Management Commentary and Outlook
"In the second quarter, our owner-operator platform delivered solid performance, backed by reliable, long-term cash flows from approximately 75,000 home solar assets and contracts. We exited the quarter with substantial liquidity of over $100 million of unrestricted cash to pursue our burgeoning growth opportunity set," said Chris Hayes, Spruce’s Chief Executive Officer.
Hayes continued, "The fundamentals of our business have never been stronger as consumer preference for solar leases and power purchase agreements (PPAs) continues to accelerate. This dynamic creates a strong tailwind for our M&A focused customer acquisition strategy and third-party servicing offerings through Spruce Pro. We are focused on disciplined execution and driving positive inflection in our platform's free cash flow generation."
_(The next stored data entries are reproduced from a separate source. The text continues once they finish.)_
PR #1410, opened 2016-03-31
fall back to core Symfony exception listener outside configured REST zones

xabbuh:
@jovobe discovered that core Symfony exception listener was removed when the one from the FOSRestBundle was registered. This leads to errors when an exception is thrown for a request that does not match a configured REST zone meaning that the exception is entirely ignored by the exception handling process.

### DIFF
--- a/DependencyInjection/Compiler/TwigExceptionPass.php
+++ b/DependencyInjection/Compiler/TwigExceptionPass.php
@@ -23,10 +23,6 @@ final class TwigExceptionPass implements CompilerPassInterface
 {
     public function process(ContainerBuilder $container)
     {
-        if ($container->has('fos_rest.exception_listener') && $container->has('twig.exception_listener')) {
-            $container->removeDefinition('twig.exception_listener');
-        }
-
         if (!$container->has('templating.engine.twig')) {
             $container->removeDefinition('fos_rest.exception.twig_controller');
         }
--- a/EventListener/ExceptionListener.php
+++ b/EventListener/ExceptionListener.php
@@ -12,9 +12,10 @@
 namespace FOS\RestBundle\EventListener;
 
 use FOS\RestBundle\FOSRestBundle;
+use Symfony\Component\HttpFoundation\Request;
 use Symfony\Component\HttpKernel\Event\GetResponseForExceptionEvent;
 use Symfony\Component\HttpKernel\EventListener\ExceptionListener as HttpKernelExceptionListener;
-use Symfony\Component\HttpFoundation\Request;
+use Symfony\Component\HttpKernel\KernelEvents;
 use Symfony\Component\HttpKernel\Log\DebugLoggerInterface;
 
 /**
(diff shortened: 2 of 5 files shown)


Ener-Getick:
Do we really need this, isn't it better to rely on listeners priority?

DependencyInjection/Compiler/TwigExceptionPass.php
```diff
@@ -24,6 +25,16 @@
...
+            // wrap our exception listener around twig exception listener
+            $wrappedExceptionListener = $container->findDefinition('twig.exception_listener');
+            $wrappedExceptionListener->setPublic(false);
+            $wrappedExceptionListener->setTags(array());
+
+            $container->setDefinition('fos_rest.wrapped_exception_listener', $wrappedExceptionListener);
+            $container->findDefinition('fos_rest.exception_listener')->addArgument(
+                new Reference('fos_rest.wrapped_exception_listener')
+            );
             $container->removeDefinition('twig.exception_listener');
```
Ener-Getick: In fact I don't see why we needed this on first place.

xabbuh: Do you remember why you added that in #1358?

Ener-Getick: What do you mean? This wasn't added in this pr.

Ener-Getick: This was introduced in https://github.com/FriendsOfSymfony/FOSRestBundle/pull/908

Ener-Getick: It seems to me that we can safely remove this but I'll investigate a bit more tomorrow to be completely sure.

Ener-Getick:
@xabbuh do you want to me to open a PR as I apparently forgot several changes ?
most of the doc introduced in https://github.com/FriendsOfSymfony/FOSRestBundle/pull/908/files is irrelevant now (it isn't possible anymore to use the twig config to enable the FOSRestBundle exception listener).

DependencyInjection/Compiler/TwigExceptionPass.php
xabbuh: Ah indeed, you only introduced the new class. I'll check with @jovobe tomorrow the failing example we had.

xabbuh:
You mean updating the docs? I think that would be good (and we should check if we can trigger a deprecation in 1.8 in case someone use this way).

DependencyInjection/Compiler/TwigExceptionPass.php
xabbuh: @Ener-Getick Indeed, we can simply register our listener with a higher priority and do not remove the core one.

Ener-Getick:
LGTM :+1:
Status: Reviewed

xabbuh:
Thank you @jovobe.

Consolidated Financial Results
Revenues totaled $22.5 million for the second quarter of 2024, compared to $22.8 million for the second quarter of 2023. The decrease was primarily due to lower solar renewable energy credit (SREC) revenues during the three months ended June 30, 2024.
Core operating expenses (excluding depreciation), including both selling, general & administrative expenses ("SG&A") and operations & maintenance, were $21.1 million for the second quarter of 2024, up from $19.0 million for the second quarter of 2023. The increase was primarily due to higher compensation expenses of $2.2 million, which included one-time severance costs of $1.9 million recognized upon the separation of the former Chief Executive Officer in the second quarter of 2024.
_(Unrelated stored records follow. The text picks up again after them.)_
Issue #1436, opened 2016-04-19
Fix multiple version for one controller route condition


boyez-joggin:
As I found out, it seems that having multiple version in one Version annotation for a Controller breaks the routing condition.

I found the condition is generated like this before evaluating to write cache:
```
request.attributes.get("version") == (<version> or <version> or <version>)
```

this evaluates to true during runtime for any non empty string and breaks the version limitation.

I corrected the code to generate with _in_ operator like this:
```
request.attributes.get("version") in [<version>, <version>, <version>]
```

dmaicher:
How exactly did the annotations your controller look like?

boyez-joggin:
My annotations were like this:
![symfony_rest_versions](https://cloud.githubusercontent.com/assets/18553271/14674754/cf6e9542-0705-11e6-8cd8-458c000a44c4.png)

And my final condition in the auto-generated url matcher is that:
![symfony_url_matcher](https://cloud.githubusercontent.com/assets/18553271/14674815/1ea6fb4a-0706-11e6-87ef-5fe27bc5b612.png)

Ener-Getick:
Fixed by https://github.com/FriendsOfSymfony/FOSRestBundle/pull/1438

PR #1437, opened 2016-04-19
Fix multiple version in annotation condition handling

boyez-joggin:
By a _in []_ syntax instead of the current
For #1436

### DIFF
--- a/Routing/Loader/Reader/RestActionReader.php
+++ b/Routing/Loader/Reader/RestActionReader.php
@@ -352,16 +352,16 @@ class RestActionReader
         $condition = $annotation->getCondition();
 
         if (!empty($this->versions)) {
-            $versionCondition = "request.attributes.get('version') == (";
+            $versionCondition = "request.attributes.get('version') in [";
             $first = true;
             foreach ($this->versions as $version) {
                 if (!$first) {
-                    $versionCondition .= ' or ';
+                    $versionCondition .= ', ';
                 }
                 $versionCondition .= '\''.$version.'\'';
                 $first = false;
             }
-            $versionCondition .= ')';
+            $versionCondition .= ']';
             $condition = $condition ? '('.$condition.') and '.$versionCondition : $versionCondition;
         }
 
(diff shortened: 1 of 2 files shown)


dmaicher:
This is also fixed in https://github.com/FriendsOfSymfony/FOSRestBundle/pull/1438

Routing/Loader/Reader/RestActionReader.php
```diff
@@ -352,16 +352,16 @@ private function getCondition(\ReflectionMethod $method, RouteAnnotation $annota
         $condition = $annotation->getCondition();
 
         if (!empty($this->versions)) {
-            $versionCondition = "request.attributes.get('version') == (";
+            $versionCondition = "request.attributes.get('version') in [";
             $first = true;
             foreach ($this->versions as $version) {
```
dmaicher: I don't see how this loop could generate something like you mentioned in https://github.com/FriendsOfSymfony/FOSRestBundle/issues/1436

`((<version> or <version>) or <version>)`

boyez-joggin: Sorry there were one set of parenthesis which came from symfony language auto generation.
The real result is this:

```
request.attributes.get('version') == (<version> or <version> or <version>)
```

which then auto-generates to:

```
request.attributes.get('version') == ((<version> || <version>) || <version>)
```
like I added to the related issue #1436 

So with my fix we get:
```
request.attributes.get('version') in [<version>, <version>, <version>]
```
which auto-generates to:
```
in_array(request.attributes.get('version'), array(0 => <version>, 1 => <version>, 2 => <version>))
```

Sorry for the mix, my bad :x

dmaicher: Ok now I undertand :+1:  Thx for the explanation. The old solution with the `or` is totally wrong indeed. I also fixed that problem in my other PR though:

https://github.com/FriendsOfSymfony/FOSRestBundle/pull/1438

Ener-Getick:
Closed in favor of https://github.com/FriendsOfSymfony/FOSRestBundle/pull/1438

PR #1442, opened 2016-04-24
Fix the tests

Ener-Getick:
see https://github.com/symfony/symfony/pull/18630, related to the debug mode in our functional tests.


xabbuh:
@Ener-Getick Wouldn't the fix in Symfony be enough?

Ener-Getick:
@xabbuh yes it would but I think it's a bad practice to run tests in normal mode.

Ener-Getick:
https://github.com/symfony/symfony/pull/18630 was merged so we do not need this anymore.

Net loss attributable to stockholders was $8.6 million for the second quarter of 2024.
Management considers Operating EBITDA a key measure in evaluating Spruce's operating performance. For the second quarter of 2024, Operating EBITDA was $14.4 million.
Balance Sheet and Liquidity
The Company's total principal amount of outstanding debt as of June 30, 2024, was $640.0 million with a blended interest rate of 5.9%, including the impact of hedge arrangements. All debt consists of project finance loans that are non-recourse to the Company itself.
Total cash as of June 30, 2024, was $150.2 million, including cash and cash equivalents of $116.6 million and restricted cash of $33.6 million. Cash and cash equivalents decreased from $120.6 million as of March 31, 2024. The decrease is primarily attributable to higher operations and maintenance expenditures, partially offset by net cash proceeds associated with the refinance of the Company's SP4 Facility.
2024 Guidance
Spruce Power maintains its guidance for 2024 Operating EBITDA in the range of $68 - $86 million and 2024 Adjusted Free Cash Flow in the range of $0 - $5 million, with current expectations trending to the lower end of the ranges.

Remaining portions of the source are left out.